The 2023–24 season was deemed to be unsuccessful for Partizan as they finished the season without lifting any trophy.

On July 26, 2024, Trifunović amicably parted ways with the Serbian powerhouse after six years together.

===Tofaş (2024–2025)===
On August 31, 2024, he signed with Tofaş of the Turkish Basketbol Süper Ligi (BSL).

===Maccabi Tel Aviv (2025)===
On August 7, 2025, Trifunović signed with Maccabi Tel Aviv of the Israeli Ligat HaAl and the EuroLeague.

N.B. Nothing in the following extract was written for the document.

PR #3293, opened 2024-06-02
Add an option that dumps package details to JSON

mattpolzin:
# Description

Adds a `dump-ipkg-json` option. It would be helpful to be able to "export" Idris2's package information in a format that is fairly universally understood. I have one definite use-case in mind, but I suspect that having authoritative access to this information would be useful in any number of build environments where build tooling is not written as an Idris app directly based on the compiler's API.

===Türk Telekom (2025–present)===
On November 9, 2025, he signed with Türk Telekom of the Turkish Basketbol Süper Ligi (BSL).

==National team career==
Trifunović was a member of the Serbian under-18 team that won the gold medal at the 2018 FIBA Europe Under-18 Championship in Latvia. Over seven tournament games, he averaged 10.0 points, 2.3 rebounds and 4.4 assists per game.

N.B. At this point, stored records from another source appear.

PR #3306, opened 2024-06-12
[ fix ] implicits are not in scope under an implicit parameter block

### LINKED ISSUE #2444: function in `parameters` block unable to access implicits without bounding on LHS
# Steps to Reproduce
```idris
parameters {0 res : Type}
    fun : {x : Nat} -> Nat
    fun = x
```
# Expected Behavior
It type-checks.

# Observed Behavior
```
Error: While processing right hand side of fun. Undefined name x. 

error:4:11--4:12
 1 | 
 2 | parameters {0 res : Type}
 3 |     fun : {x : Nat} -> Nat
 4 |     fun = x
               ^

Error(s) building file
```

`x` is not available in a parameters block when it would be without the `parameters` block
ie this works
```idris
fun : {x : Nat} -> Nat
fun = x
```

dunhamsteve:
# Description

This PR fixes #2444, an issue with implicits not showing up under a parameter block containing an implicit parameter.

If a function is in the scope of a an implicit `parameter` block, its implicits are not visible in the body of the function.  For example in this code:
```idris
parameters {n : Nat}
    foo : Vect m Nat -> Nat
    foo xs = ?hole
```
Idris reports the scope of `?hole` as:
```
Main> :ti hole
   {n : Nat}
   xs : Vect m Nat
hole : Nat
```
Note that `m` is missing.  It behaves the same way after explicitly adding `{m : Nat} ->` to the signature of `foo`.  But if we change the parameter `n` to be explicit, `m` shows up in the hole.

The root cause is in `findImps`.  It attempts to skip over locals, but assumes that they are `Explicit`.  They are explicit in the case when the locals come from a surrounding function, but not necessarily the case when they come from a `parameter` block. In that case, the default case is hit and the function returns `[]`.


src/TTImp/TTImp.idr
```diff
@@ -728,7 +728,7 @@ implicitsAs n defs ns tm
         -- corresponding to the variables bound in the parent function.
         -- So we first peel off all of the explicit quantifiers corresponding
         -- to these variables.
```
andrevidela, line 730: Shouldn't this comment be changed?

dunhamsteve: Thanks. Yes, it should.  I forgot to go back and take care of this.  I've updated it to mention that parameter blocks also contribute variables that may not be explicit.

andrevidela:
looks good to me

Trifunović was a member of the Serbian under-19 team that finished 7th at the 2019 FIBA Under-19 Basketball World Cup in Heraklion, Greece. Over seven tournament games, he averaged 14.0 points, 2.0 rebounds and 3.1 assists per game.

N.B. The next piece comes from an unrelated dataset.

PR #3312, opened 2024-06-15
Update typedd.rst

m-rinaldi:
# Description

Entering the expression `6.0 + 3 * 12` in the REPL produces the following error on Idris 2:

In February 2020, he received the first invitation for the senior Serbia national team. Coach Igor Kokoškov included him on the list of players for the matches against Finland and Georgia in the qualifications for EuroBasket 2022. Trifunović made his debut for the senior team on February 20, 2020, in an 80–58 win over Finland.

==Career statistics==

===EuroLeague===

| Year | Team | GP | GS | MPG | FG% | 3P% | FT% | RPG | APG | SPG | BPG | PPG | PIR |
| 2022–23 | Partizan | 35 | 11 | 8.7 | .400 | .429 | .667 | .9 | .5 | .3 | — | 1.7 | 1.7 |
| 2023–24 | 19 | 5 | 13.9 | .422 | .320 | 1.000 | 1.5 | .5 | .3 | .1 | 2.8 | 2.8 |
| Career |  | 54 | 16 | 10.5 | .410 | .377 | .857 | 1.1 | .5 | .3 | .0 | 2.1 | 2.1 |

===EuroCup===

| Year | Team | GP | GS | MPG | FG% | 3P% | FT% | RPG | APG | SPG | BPG | PPG | PIR |
| 2019–20 | Partizan | 9 | 1 | 13.2 | .415 | .350 | .889 | 1.7 | .8 | .2 | — | 5.4 | 5.6 |
| 2020–21 | 14 | 1 | 11.6 | .292 | .292 | .600 | 1.3 | .4 | .4 | — | 2.9 | 1.2 |
| 2021–22 | 13 | 3 | 18.1 | .406 | .235 | 1.000 | 2.1 | .8 | .1 | .1' | 5.2 | 4.6 |
| Career |  | 36 | 5 | 14.3 | .373 | .282 | .808 | 1.7 | .6 | .3 | .0 | 4.4 | 3.5 |

===Domestic leagues===

| Year | Team | League | GP | MPG | FG% | 3P% | FT% | RPG | APG | SPG | BPG | PPG |
| 2018–19 | Mladost Zemun | KLS | 25 | 32.3 | .437 | .373 | .803 | 3.1 | 3.0 | .8 | — | 13.8 |
| Partizan | KLS | 7 | 11.0 | .444 | .438 | .833 | 1.1 | .7 | .3 | — | 5.1 |
| 2018–19 | Partizan | ABA | 2 | 3.9 | — | — | — | — | .5 | — | — | 0.0 |
| 2019–20 | Mega | ABA | 2 | 17.2 | .267 | .000 | 1.000 | 2.5 | 1.0 | — | — | 5.5 |
| Partizan | ABA | 8 | 14.6 | .351 | .250 | .556 | 1.2 | .2 | .1 | — | 4.4 |
| 2020–21 | Partizan | KLS | 5 | 20.4 | .500 | .533 | .857 | 1.4 | .6 | .4 | — | 9.6 |
| 2020–21 | Partizan | ABA | 22 | 15.5 | .390 | .385 | .778 | 1.5 | .9 | .2 | .0 | 5.6 |
| 2021–22 | Partizan | ABA | 28 | 15.6 | .444 | .339 | .650 | 1.4 | .7 | .5 | .0 | 4.3 |
| 2022–23 | Partizan | ABA | 35 | 16.2 | .527 | .448 | .806 | 1.4 | .9 | .3 | .0 | 6.3 |
| 2023–24 | Partizan | KLS | 4 | 32.2 | .486 | .412 | .500 | 5.2 | 1.0 | .2 | — | 11.5 |
| 2023–24 | Partizan | ABA | 19 | 18.6 | .469 | .365 | .667 | 2.7 | .9 | .8 | .0 | 5.9 |

==Personal life==
His father Aleksandar Trifunović is a professional basketball coach and former player.